> [Required action]:
Exactly as written, set down every entry once more.

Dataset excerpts
PR #955, opened 2025-03-20
warn users if they are trying to upload a dump

glommer:
This is a common mistake, so worth checking explicitly.

### DIFF
--- a/internal/cmd/group_flag.go
+++ b/internal/cmd/group_flag.go
@@ -190,10 +190,38 @@ func countFlags(flags ...string) (count int) {
 }
 
 const MaxAWSDBSizeBytes = 1024 * 1024 * 1024 * 20 // 20 GB
+func checkIfDump(filename string) (bool, error) {
+	file, err := os.Open(filename)
+	if err != nil {
+		return false, err
+	}
+	defer file.Close()
+	scanner := bufio.NewScanner(file)
+	if scanner.Scan() {
+		firstLine := scanner.Text()
+		return strings.TrimSpace(firstLine) == "PRAGMA foreign_keys=OFF;", nil
+	} else {
+		return false, scanner.Err()
+	}
+}
+
 func sqliteFileIntegrityChecks(file string) error {
 	if flags.Debug() {
 		log.Printf("Running integrity checks on database file %s", file)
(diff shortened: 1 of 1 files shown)


internal/cmd/group_flag.go
```diff
@@ -190,10 +190,46 @@ func countFlags(flags ...string) (count int) {
...
+func checkIfDump(filename string) (bool, error) {
+	file, err := os.Open(filename)
+	if err != nil {
+		return false, err
+	}
+	defer file.Close()
+	scanner := bufio.NewScanner(file)
+	if scanner.Scan() {
+		firstLine := scanner.Text()
+		if strings.TrimSpace(firstLine) == "PRAGMA foreign_keys=OFF;" {
```
haaawk, line 202: Why not `return strings.TrimSpace(firstLine) == "PRAGMA foreign_keys=OFF;", nil`?

internal/cmd/group_flag.go
```diff
@@ -190,10 +190,46 @@ func countFlags(flags ...string) (count int) {
...
+			return true, nil
+		} else {
+			return false, nil
+		}
+	} else {
+		if err := scanner.Err(); err != nil {
```
haaawk, line 208: Why not `return false, scanner.Err()`?

haaawk (approved):

internal/cmd/group_flag.go
```diff
@@ -190,10 +190,38 @@ func countFlags(flags ...string) (count int) {
 }
 
 const MaxAWSDBSizeBytes = 1024 * 1024 * 1024 * 20 // 20 GB
+func checkIfDump(filename string) (bool, error) {
```
sivukhin, line 193: Should we instead check that file is SQLite db (by simply checking sqlite magic header string)?

sivukhin (approved):

internal/cmd/group_flag.go
glommer: We can do that, certainly. But if it *isn't* a sqlite db, then what is it? The message "this is a dump" is more helpful to users than "this is not a valid database". An incredible amount of people confuse the two!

> [Answer for the task]:
PR #955, opened 2025-03-20
warn users if they are trying to upload a dump

glommer:
This is a common mistake, so worth checking explicitly.

### DIFF
--- a/internal/cmd/group_flag.go
+++ b/internal/cmd/group_flag.go
@@ -190,10 +190,38 @@ func countFlags(flags ...string) (count int) {
 }
 
 const MaxAWSDBSizeBytes = 1024 * 1024 * 1024 * 20 // 20 GB
+func checkIfDump(filename string) (bool, error) {
+	file, err := os.Open(filename)
+	if err != nil {
+		return false, err
+	}
+	defer file.Close()
+	scanner := bufio.NewScanner(file)
+	if scanner.Scan() {
+		firstLine := scanner.Text()
+		return strings.TrimSpace(firstLine) == "PRAGMA foreign_keys=OFF;", nil
+	} else {
+		return false, scanner.Err()
+	}
+}
+
 func sqliteFileIntegrityChecks(file string) error {
 	if flags.Debug() {
 		log.Printf("Running integrity checks on database file %s", file)
(diff shortened: 1 of 1 files shown)


internal/cmd/group_flag.go
```diff
@@ -190,10 +190,46 @@ func countFlags(flags ...string) (count int) {
...
+func checkIfDump(filename string) (bool, error) {
+	file, err := os.Open(filename)
+	if err != nil {
+		return false, err
+	}
+	defer file.Close()
+	scanner := bufio.NewScanner(file)
+	if scanner.Scan() {
+		firstLine := scanner.Text()
+		if strings.TrimSpace(firstLine) == "PRAGMA foreign_keys=OFF;" {
```
haaawk, line 202: Why not `return strings.TrimSpace(firstLine) == "PRAGMA foreign_keys=OFF;", nil`?

internal/cmd/group_flag.go
```diff
@@ -190,10 +190,46 @@ func countFlags(flags ...string) (count int) {
...
+			return true, nil
+		} else {
+			return false, nil
+		}
+	} else {
+		if err := scanner.Err(); err != nil {
```
haaawk, line 208: Why not `return false, scanner.Err()`?

haaawk (approved):

internal/cmd/group_flag.go
```diff
@@ -190,10 +190,38 @@ func countFlags(flags ...string) (count int) {
 }
 
 const MaxAWSDBSizeBytes = 1024 * 1024 * 1024 * 20 // 20 GB
+func checkIfDump(filename string) (bool, error) {
```
sivukhin, line 193: Should we instead check that file is SQLite db (by simply checking sqlite magic header string)?

sivukhin (approved):

internal/cmd/group_flag.go
glommer: We can do that, certainly. But if it *isn't* a sqlite db, then what is it? The message "this is a dump" is more helpful to users than "this is not a valid database". An incredible amount of people confuse the two!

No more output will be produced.